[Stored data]
*****

PR #1090, opened 2022-11-08
fix(checkout): CHECKOUT-6672 Maintain subscription checkbox state

bc-peng:
## What?
Fix the bugs:
- A shopper cannot actually opt out marketing newsletter on the checkout page.
- The newsletter option always displays its default state rather than a shopper's actual choice.

The limitation of this bugfix is when a shopper reloads the page, the state will lose.

## Why? [CHECKOUT-6672](https://bigcommercecloud.atlassian.net/browse/CHECKOUT-6672)

The subscription state of a shopper's email address is currently unavailable through our API endpoints. 

There will be a server-side ticket made as a follow-up. (update: [CHECKOUT-7095](https://bigcommercecloud.atlassian.net/browse/CHECKOUT-7095))

## Testing / Proof

Manual testing:

https://user-images.githubusercontent.com/88361607/200476203-8c21e6e7-4d47-41dd-95d0-b2cb2232576d.mov

@bigcommerce/checkout

### DIFF
--- a/packages/core/src/app/checkout/Checkout.tsx
+++ b/packages/core/src/app/checkout/Checkout.tsx
@@ -128,6 +128,7 @@ export interface CheckoutState {
     isRedirecting: boolean;
     hasSelectedShippingOptions: boolean;
     isBuyNowCartEnabled: boolean;
+    isSubscribed: boolean;
 }
 
 export interface WithCheckoutProps {
@@ -166,6 +167,7 @@ class Checkout extends Component<
         isMultiShippingMode: false,
         hasSelectedShippingOptions: false,
         isBuyNowCartEnabled: false,
+        isSubscribed: false,
     };
 
     private embeddedMessenger?: EmbeddedCheckoutMessenger;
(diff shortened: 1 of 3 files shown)


packages/core/src/app/checkout/Checkout.tsx
```diff
@@ -128,6 +128,7 @@ export interface CheckoutState {
     isRedirecting: boolean;
     hasSelectedShippingOptions: boolean;
     isBuyNowCartEnabled: boolean;
+    isSubscribed: boolean;
```
bc-peng, line 131: When the server-side implementation is done, we can get rid of everything in `checkout.tsx` from this PR.
Show the subscription choice of a shopper based on something like this:
```
const { isSubscribed } = getBillingAddress();
```

packages/core/src/app/customer/Customer.tsx
```diff
@@ -58,6 +60,7 @@ export interface WithCheckoutCustomerProps {
     isCreatingAccount: boolean;
     isExecutingPaymentMethodCheckout: boolean;
     isGuestEnabled: boolean;
+    isHavingBillingId: boolean;
```
animesh1987, line 63:
```suggestion
    hasBillingId: boolean;
```

animesh1987 (approved):

PR #1092, opened 2022-11-09
feat(checkout): CHECKOUT-7036 Filter out convertcart-related issues on Sentry.

bc-peng:
## What?
Filter out convertcart-related issues on Sentry.

## Why? [CHECKOUT-7036](https://bigcommercecloud.atlassian.net/browse/CHECKOUT-7036)
Reduce the amount of noisy errors we receive, such as [3505225940](https://sentry.io/organizations/bigcommerce/issues/3505225940/?project=1542560).

## Testing / Proof
- Added one unit test.
- CI

### DIFF
--- a/packages/core/src/app/common/error/SentryErrorLogger.ts
+++ b/packages/core/src/app/common/error/SentryErrorLogger.ts
@@ -45,7 +45,7 @@ export default class SentryErrorLogger implements ErrorLogger {
         init({
             sampleRate: SAMPLE_RATE,
             beforeSend: this.handleBeforeSend,
-            denyUrls: [...(config.denyUrls || []), 'polyfill~checkout', 'sentry~checkout'],
+            denyUrls: [...(config.denyUrls || []), 'polyfill~checkout', 'sentry~checkout', 'convertcart'],
             integrations: [
                 new Integrations.GlobalHandlers({
                     onerror: false,
--- a/packages/core/src/app/common/error/SentryErrorLogger.ts
+++ b/packages/core/src/app/common/error/SentryErrorLogger.ts
@@ -135,6 +135,12 @@ export default class SentryErrorLogger implements ErrorLogger {
     }
 
     private handleBeforeSend: (event: Event, hint?: EventHint) => Event | null = (event, hint) => {
+        if (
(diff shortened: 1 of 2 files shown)


packages/core/src/app/common/error/SentryErrorLogger.ts
```diff
@@ -135,6 +135,12 @@ export default class SentryErrorLogger implements ErrorLogger {
     }
 
     private handleBeforeSend: (event: Event, hint?: EventHint) => Event | null = (event, hint) => {
+        if (
+            event.breadcrumbs?.filter((breadcrumb) => breadcrumb.data?.url.includes('convertcart'))
```
animesh1987, line 139: Do you for see us having a list of works like `convertcart` that we need to ignore in future?

bc-peng: For other issues, we might have to use other signatures to identify them.
Right now, I think we just aim to remove `convertcart`.

snaderiBC, line 139: Is it possible to use and take advantage of https://docs.sentry.io/platforms/javascript/guides/capacitor/configuration/options/#deny-urls

bc-peng: Yesterday, the same Sentry issue's URL was https://www.extremekartz.com/checkout, today it is https://mcneelamusic.com/checkout/order-confirmation.
Therefore, I think it is better to identify `convertcart` in breadcrumbs.

animesh1987: Found this in github issues https://github.com/getsentry/sentry-javascript/issues/3147, seems similar. It also links a PR for denyUrls.

bc-peng: I have added `convertcart` to `denyUrls`.
Maybe we can keep the filter in `beforeSend` as it is the simlar solution mentioned in https://github.com/getsentry/sentry-javascript/issues/3147 .

animesh1987 (approved):

PR #883, opened 2022-05-27
feat(checkout): CHECKOUT-6723 Add Norwegian Language

bc-peng:
## What?
Add Norwegian Language.

## Why?
BC’s expansion into international markets has generated the need to support further languages. The new translations are included in the attached zip file.

Language files source: [CHECKOUT-6723](https://bigcommercecloud.atlassian.net/browse/CHECKOUT-6723).

## Testing / Proof
Screen Shot 2022-05-27 at 10 21 48 am

PR #1093, opened 2022-11-09
Update translations

bc-svc-local:
ping @bigcommerce/localization


animesh1987 (approved):

funivan:
@animesh1987 can you check this PR and merge it? Thanks.

packages/core/src/app/locale/translations/da.json
```diff
@@ -43,14 +44,14 @@
         },
         "billing": {
             "billing_address_heading": "Faktureringsadresse",
-            "billing_heading": "Fakturering",
+            "billing_heading": "fakturering",
```
animesh1987, line 47: @bc-peng I remember you had some questions around this? Is that supposed to be capitalized?

animesh1987:
Thanks for the reminder @funivan , we need to rebase this PR. And I remember @bc-peng pointed out some issue earlier.

packages/core/src/app/locale/translations/da.json
bc-peng: @funivan Could you please check is this better to be capitalized as you can see currently we are using `Fakturering` in production? This issue was first pointed out [here](https://github.com/bigcommerce/checkout-js/pull/883#discussion_r883218922).

funivan: 👋 I can change manually this string once in our Single Source of Truth. But unfortunately, there is no way to control if translators write words in a specific case.
__Changing manually:-_
pros - fast, time-consuming if we need to do this multiple times.
cons - we can have the same error tomorrow and it will be hard to spot it. 


Can we have a function that capitalizes the first letter and use it?

bc-peng: I understand there are many ways to force capitalization on FE. However, I believe it is better to use the translation json files as the single source of truth to display any string on the checkout page.

bc-peng: As an alternative mechanism, we can use a unit test to ensure that strings like this one are capitalised. 
@funivan What do you think?

funivan: > However, I believe it is better to use the translation json files as the single source of truth to display any string on the checkout page

are there some patterns in what words we should capitalize first letter?

> As an alternative mechanism, we can use a unit test to ensure that strings like this one are capitalised.

Definitely, it will work to catch some wrong word formats. But what we will do next:
1. Change phrases in localization-dictionaries <- this is the source of truth for all translations that we have in the platform. 
2. Recreate the PR (this should be manually triggered)
This can cost time and effort every time we add a new language & phrases.

funivan:
@animesh1987 We create PRs automatically and there is no easy way to rebase changes automatically. 
We can close this one and create a new one.


The source of truth for these translations is https://github.com/bigcommerce/localization-dictionaries/tree/main/dictionaries/checkout-js In case if you need to change translations it is better to change phrases in this repo.

bc-peng:
I have created a PR at https://github.com/bigcommerce/localization-dictionaries/pull/229 to capitalise `fakturering` for checkout related area. @funivan Could you please approve it?
cc @animesh1987

funivan:
@animesh1987 can u close this PR in favor https://github.com/bigcommerce/checkout-js/pull/1210

bc-svc-local:
new one https://github.com/bigcommerce/checkout-js/pull/1215

PR #1087, opened 2022-11-04
chore(common): CHECKOUT-6440 Add hosted widget component package

animesh1987:
## What?
As above

## Why?
In order to support payment methods monorepo packages that compose with `<HostedWidgetPaymentComponent />` we need to move it as a shared package.

Working on a separate PR to add unit tests.

## Testing / Proof
- circle

@bigcommerce/checkout

PR #1101, opened 2022-11-11
chore(common): CHECKOUT-6440 Add tests hosted widget component package

animesh1987:
## What?
As above

## Why?
Follow up from https://github.com/bigcommerce/checkout-js/pull/1087. This PR adds the tests for the `HostedWidgetPaymentComponent` package.

## Testing / Proof
- Circle

@bigcommerce/checkout


jest-setup.ts
```diff
@@ -3,32 +3,45 @@ import * as Adapter from 'enzyme-adapter-react-16';
...
+    'userAgent',
+    ((value) => ({
+        get() {
+            return value;
+        },
+        set(v) {
+            value = v;
+        },
+    }))(window.navigator.userAgent),
+);
```
bc-peng, line 44: This file appears to only have formatting changes.
Could you please confirm that it is all done by code rather than manual editing so that it does not change in the future?

packages/locale/src/contexts/index.ts
```diff
@@ -1 +1,2 @@
 export { default as LocaleContext, LocaleContextType, useLocale } from './LocaleContext';
```
bc-peng, line 1: I'm just curious why we explicitly list all properties in the export instead of using `*`?
Also ,the `default` usage seems redundant since we never use default import...

jest-setup.ts
animesh1987: This seems to be done by auto saving.

packages/locale/src/contexts/index.ts
animesh1987: We can do that too, just feel explicit is better. The default will be used once we need to wrap components in the context. 

So we can do something like `<LocaContext.Provider value={value}>{/* children */}</LocaContext.Provider>` instead of the `withTranslations` HOC pattern.

bc-peng: Perhaps I didn't express myself correctly. 
If we don't set `default` export in`./LocaleContext`, we can get rid of `default`.
```
export { LocaleContext, LocaleContextType, useLocale } from './LocaleContext';
```
It should be used in the same way with or without `default`.

packages/test-utils/src/checkout.mock.ts
```diff
@@ -0,0 +1,78 @@
...
+        subtotal: 190,
+        grandTotal: 190,
+        giftWrappingCostTotal: 0,
+        outstandingBalance: 190,
+        giftCertificates: [],
+        balanceDue: 0,
+        createdTime: '2018-03-06T04:41:49+00:00',
+        updatedTime: '2018-03-07T03:44:51+00:00',
+        promotions: [],
+    };
```
bc-peng, line 40: We added a mandatory field 8 days ago.
https://github.com/bigcommerce/checkout-sdk-js/blob/ee42eb2573ef1e8ab9ee34f8304f5d76b5c8585f/packages/core/src/checkout/checkout.ts#L43
```suggestion
        channelId: 123456,
    };
```

packages/test-utils/tsconfig.lib.json
```diff
@@ -0,0 +1,10 @@
+{
+  "extends": "./tsconfig.json",
+  "compilerOptions": {
+    "outDir": "../../dist/out-tsc",
```
davidchin, line 4: Do you need `outDir`?

packages/test-utils/src/checkout.mock.ts
animesh1987: Yes, will update the mocks.

packages/test-utils/tsconfig.lib.json
animesh1987: Actually don't think so, this is just the generic template by Nx.

davidchin (approved):

PR #1102, opened 2022-11-13
Revert "feat(checkout): CHECKOUT-7036 Filter out convertcart-related issues on Sentry."

TomA-R:
Reverts bigcommerce/checkout-js#1092

This seems to be causing:

```
TypeError: undefined is not an object (evaluating 't.url.includes')
  at ? (./packages/core/src/app/common/error/SentryErrorLogger.ts:139:72)
  at filter([native code])
  at ? (./packages/core/src/app/common/error/SentryErrorLogger.ts:139:32)
```

ping @bigcommerce/checkout


animesh1987 (approved):
Thanks @TomA-R 🙇‍♂️

PR #1103, opened 2022-11-13
feat(checkout): CHECKOUT-7036 Filter out convertcart-related issues

bc-peng:
## What?
The previous PR did help reduce the number of the convertcart-related issues, it also introduced a new one because it failed to realise that the `url` property is optional.

This PR expands the optional chaining to include `url`.

The updated unit test captures the case where `data` and `url` are optional.

## Why?
Reduce the amount of noisy errors we receive, such as [3505225940](https://sentry.io/organizations/bigcommerce/issues/3505225940/?project=1542560).
## Testing / Proof
- CI.

@bigcommerce/checkout

### DIFF
--- a/packages/core/src/app/common/error/SentryErrorLogger.ts
+++ b/packages/core/src/app/common/error/SentryErrorLogger.ts
@@ -45,7 +45,7 @@ export default class SentryErrorLogger implements ErrorLogger {
         init({
             sampleRate: SAMPLE_RATE,
             beforeSend: this.handleBeforeSend,
-            denyUrls: [...(config.denyUrls || []), 'polyfill~checkout', 'sentry~checkout'],
+            denyUrls: [...(config.denyUrls || []), 'polyfill~checkout', 'sentry~checkout', 'convertcart'],
             integrations: [
                 new Integrations.GlobalHandlers({
                     onerror: false,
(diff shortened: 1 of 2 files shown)


animesh1987 (approved):

packages/core/src/app/common/error/SentryErrorLogger.ts
```diff
@@ -135,6 +135,12 @@ export default class SentryErrorLogger implements ErrorLogger {
     }
 
     private handleBeforeSend: (event: Event, hint?: EventHint) => Event | null = (event, hint) => {
+        if (
+            event.breadcrumbs?.filter((breadcrumb) => breadcrumb.data?.url?.includes('convertcart'))
```
davidchin, line 139: I don't think we should filter out errors by hardcoding third party URLs like this, because it's impossible to filter out all the third party URLs defined by custom checkouts.

I think we have the following filter function that only tracks exceptions if they are thrown by the code that we own:
https://github.com/bigcommerce/checkout-js/blob/68a899bc56c59b298681d9872c7ff462f107af4b/packages/core/src/app/common/error/SentryErrorLogger.ts#L114-L135

It seems it's not working as expected if the exception only has a single frame in the stacktrace, and the frame is the Sentry logger itself. i.e.:

Screen Shot 2022-11-14 at 9 22 38 am

I think a better fix is to actually update the filter function to also cater for that particular scenario. Thoughts?

davidchin (commented):
Sorry I wasn't able to submit my comment in time 😅

packages/core/src/app/common/error/SentryErrorLogger.ts
bc-peng: Thanks DC for the feedback.
I have created [CHECKOUT-7100](https://bigcommercecloud.atlassian.net/browse/CHECKOUT-7100) to follow up on this.
cc @animesh1987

*****

--- TASK TO COMPLETE ---
Pull each line containing the word "close" out of the data above.

--- OUTPUT FOR THIS TASK ---
We can close this one and create a new one.
@animesh1987 can u close this PR in favor https://github.com/bigcommerce/checkout-js/pull/1210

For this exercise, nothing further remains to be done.